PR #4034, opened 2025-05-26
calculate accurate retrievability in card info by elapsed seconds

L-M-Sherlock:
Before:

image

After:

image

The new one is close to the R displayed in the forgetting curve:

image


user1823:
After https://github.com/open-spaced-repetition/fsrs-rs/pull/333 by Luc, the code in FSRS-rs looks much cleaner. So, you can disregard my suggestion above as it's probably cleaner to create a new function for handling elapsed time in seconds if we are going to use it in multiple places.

======

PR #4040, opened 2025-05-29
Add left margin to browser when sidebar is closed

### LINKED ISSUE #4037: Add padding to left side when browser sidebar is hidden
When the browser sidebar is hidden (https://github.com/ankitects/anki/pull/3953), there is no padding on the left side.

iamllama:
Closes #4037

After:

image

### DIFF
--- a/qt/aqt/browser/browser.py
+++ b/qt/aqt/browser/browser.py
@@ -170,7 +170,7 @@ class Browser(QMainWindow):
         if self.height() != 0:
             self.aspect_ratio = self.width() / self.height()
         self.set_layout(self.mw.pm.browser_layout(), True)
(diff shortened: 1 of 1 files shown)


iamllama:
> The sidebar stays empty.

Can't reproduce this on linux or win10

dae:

======

* [Task] Look through the data above. Copy every line with the string "https" in it.

* [Your solution]
After https://github.com/open-spaced-repetition/fsrs-rs/pull/333 by Luc, the code in FSRS-rs looks much cleaner. So, you can disregard my suggestion above as it's probably cleaner to create a new function for handling elapsed time in seconds if we are going to use it in multiple places.
When the browser sidebar is hidden (https://github.com/ankitects/anki/pull/3953), there is no padding on the left side.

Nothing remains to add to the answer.